Our last image in Ms. Engelhart’s article is that of resident, Helen, isolated from her daughter as they continue visits limited to waving at each other through the window. The writer leaves us with this thought:
“This part of the story (isolation) is bigger than nursing homes -- bigger, even, than medicine --and maybe most clearly encapsulated in that refrain from the earliest days of the outbreak: It only affects old people. Decades from now, will we be haunted by that “only”?.”
The appeal is toward sympathy for the elderly, who deserve our respect since we will all be old one day. That is the problem! Forget about nursing homes and apparently broken systems. They are what they are and we might as well just get used to it. Katie Engelhart has now come full circle in reducing a dismissed social problem, that she has exposed, to “ageism” that can be combatted individually by Ayn Rand-type heroic individuals: Helen, the rugged individualist from Minnesota who survives the virus at age 98; her demented roommate, Twilla, who doesn’t, but whose selfish daughter hires a selfish lawyer to sue the nursing home corporation for its negligence for big bucks; an emergency medical response team (hired by the State Department and based in Dubai according to my background search) and coordinated by nurse warrior, Chelsea, who ends up testifying in defense of the nursing home corporation when they appealed the fines for their failings.
By the article’s end, we have forgotten the 46 people who have died and the fact that nothing systemic has fundamentally changed to prevent another COVID outbreak in Kirkland or anywhere else. Our attention is now on a political ideology that values the competitive individual over the social and the profit of the corporate person over the needs of society.

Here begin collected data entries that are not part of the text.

PR #142, opened 2023-08-16
fix: no verifyGuardians page for solo + JUSTFILE

Kodylow:
- adds a catch to skip showing verifyguardians if it's a 1/1 federation.
- adds a JUSTFILE for commands

### DIFF
--- a/apps/guardian-ui/src/components/VerifyGuardians.tsx
+++ b/apps/guardian-ui/src/components/VerifyGuardians.tsx
@@ -86,6 +86,11 @@ export const VerifyGuardians: React.FC<Props> = ({ next }) => {
   }, [api]);
 
   useEffect(() => {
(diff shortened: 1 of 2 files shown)


EthnTuttle (approved):

apps/guardian-ui/src/components/VerifyGuardians.tsx
```diff
@@ -86,6 +86,11 @@ export const VerifyGuardians: React.FC<Props> = ({ next }) => {
   }, [api]);
 
   useEffect(() => {
+    // If we're the only guardian, skip this verify other guardians step.
+    if (numPeers === 1) {
+      next();
```
EthnTuttle, line 91: Need to `await api.startConsensus();` here for we `next()`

This article and others like it must be read with extreme caution. They only serve to preserve the status quo, which has been exposed by the COVID-19 pandemic as unable and unwilling to address the social, economic, ecological and other crises it has itself created.
To sum up, while ageism is a legitimate cultural issue, it should not be used to avoid confronting the failing capitalist system that it is embedded in. Geriatric medicine, academic Gerontology, Aging Studies, and programs focussed on health disparities, relating patterns of death and disease to the political, economic and social structures of society, can help by breaking out of the limitations of capitalist discourse and outline steps towards socialized medicine and a nationalized system of nursing home care.
Neoliberal media will not permit this discussion.